ZeRO 1/2/3과 FSDP의 등가성

DeepSpeed ZeRO 단계는 옵티마이저 상태(stage 1) → 그래디언트(stage 2) → 파라미터(stage 3)를 순차적으로 샤딩하는 전략이다. PyTorch FSDP1과 FSDP2는 본질적으로 ZeRO stage 3를 PyTorch 네이티브로 구현한 것에 가깝고, 동일한 모델·동일한 클러스터·동일한 옵티마이저 설정이라면 수렴 곡선이 거의 일치한다. FSDP2의 차별점은 per-parameter sharding(FSDP1의 flat-parameter 대신), torch.compile과의 안정적 결합, 그리고 dtensor 기반의 더 명확한 모델 분산이다. 2026년 대부분의 신규 학습 잡은 DeepSpeed에서 FSDP2로 이전했다.

FSDP2 + torch.compile 실전 예제

import torch
import torch.distributed as dist
from torch.distributed.fsdp import FSDPModule, fully_shard, MixedPrecisionPolicy
from torch.distributed.device_mesh import init_device_mesh

dist.init_process_group(backend="nccl")
mesh = init_device_mesh("cuda", (8,))  # 8-way data parallel

model = build_llama3_70b()  # nn.Module
mp_policy = MixedPrecisionPolicy(param_dtype=torch.bfloat16, reduce_dtype=torch.float32)

for layer in model.layers:
    fully_shard(layer, mesh=mesh, mp_policy=mp_policy)
fully_shard(model, mesh=mesh, mp_policy=mp_policy)

model = torch.compile(model, mode="reduce-overhead", fullgraph=False)

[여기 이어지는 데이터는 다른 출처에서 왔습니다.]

Issue #12, opened 2024-07-26
Feat: Propose .repopackignore file to override .gitignore for repopack bundles


MassDo:
Hello,

First, thank you for this very useful project!

I'd like to suggest a feature that could enhance repopack's flexibility. 

### Current situation:
I have a file "claude-custom-instructions.txt" that I want to include in my repopack bundle, but it's listed in my .gitignore file. Currently, to include this file, I need to set `ignore.useDefaultPatterns = false` and then manually add all the patterns I want to ignore in `ignore.customPatterns`. This works, but it's a bit cumbersome.

### Feature proposal:
Introduce a new file called `.repopackignore` that would override .gitignore settings specifically for repopack bundles when present. Here's how it could work:

1. If a `.repopackignore` file exists in the repository, repopack would use it instead of .gitignore.
2. The syntax would be similar to .gitignore, allowing users to easily specify which files to include or exclude from the bundle.

Benefits:
- Simpler management of bundle-specific ignores
- Maintains separation between git ignore rules and repopack bundle rules
- Allows users to easily include files in repopack bundles that are git-ignored

I'd appreciate your thoughts on this idea and whether it aligns with the project's goals. 

Thank you again !

yamadashy:
Hello,

Thank you for your valuable feature proposal!
You're absolutely right; the current setup does cause the issue. Your idea is great and `.repopackignore` would not only allow including git-ignored files but also provide an easier way to specify ignore patterns compared to the current `ignore.customPatterns` configuration.

However, I've been considering a slightly different approach that might offer even more flexibility. Here's what I'm thinking:

1. Introduce a new `.repopackignore` file for Repopack-specific ignore patterns, as you suggested.

2. Add a new configuration option `useGitignorePatterns` (default: true) in `repopack.config.json`:
   ```json5
   {
     "ignore": {
       "useGitignorePatterns": true,
       // other existing options...
     }
   }
   ```

Key points:
- If set to `false` and use `.repopackignore`, it would solve your issue by allowing Repopack to include git-ignored files.
- If set to `true` (default), it would merge `.gitignore` and `.repopackignore` patterns. This addresses a potential future requirement I've envisioned.

This approach would maintain flexibility for both current needs and potential future requirements.

What do you think about this alternative? Does it still address your needs? I'm very open to your feedback and any further suggestions you might have.

Thank you again for helping improve Repopack!

yamadashy:
Hello,
[...]

PR #13, opened 2024-07-27
Add support for .repopackignore and enhance ignore pattern documentation

yamadashy:
fix: #12 
This pull request introduces support for .repopackignore files and improves the documentation for ignore patterns in Repopack.

Key changes:
- Added support for .repopackignore files
- Updated the "Ignore Patterns" section in the README
- Rearrange priority order for ignore patterns

Ignore priority order (from highest to lowest):
1. Custom patterns `ignore.customPatterns`
2. `.repopackignore`
3. `.gitignore` (if `ignore.useGitignorePatterns` is true)
4. Default patterns (if `ignore.useDefaultPatterns` is true)


MassDo:
Hello,

Thank you for your quick and thoughtful response! Your proposed approach sounds perfect and addresses the issue comprehensively.

I do have one small suggestion regarding the naming of the configuration option. Instead of **`useGitignorePatterns`**, perhaps **`useGitignore`** or **`useGitignoreFile`** would be clearer. This can help avoid potential confusion with a setting that might suggest switching from a wildcard format to a regex format.

Best regards,

yamadashy:
Thank you for taking a look and for your suggestion! I agree that your proposed option is clearer.
I think we'll go with the simple useGitignore option.

yamadashy:
I've implemented the changes. Your input has helped improve the feature!
I'm going to merge this pull request now. Thanks again for your contribution to making Repopack better!

PR #113, opened 2024-10-09
Add feature split files by maxTokenSize per file

fridaystreet:


src/config/configLoad.ts
```diff
@@ -85,7 +85,7 @@ export const mergeConfigs = (
   // If the output file path is not provided in the config file or CLI, use the default file path for the style
   if (cliConfig.output?.filePath == null && fileConfig.output?.filePath == null) {
     const style = cliConfig.output?.style || fileConfig.output?.style || defaultConfig.output.style;
-    defaultConfig.output.filePath = defaultFilePathMap[style];
+    defaultConfig.output.filePath = defaultFilePathMap[style ?? 'plain'];
```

optimizer = torch.optim.AdamW(model.parameters(), lr=3e-4, fused=True)
for batch in dataloader:
    out = model(batch.input_ids)
    loss = out.loss
    loss.backward()
    optimizer.step()
    optimizer.zero_grad(set_to_none=True)

위 코드의 핵심은 fully_shard를 레이어별로 호출해 per-block all-gather/reduce-scatter를 가능하게 한다는 점이다. FSDP1의 monolithic FlatParameter 대신 FSDP2는 각 nn.Parameter를 DTensor로 변환한다.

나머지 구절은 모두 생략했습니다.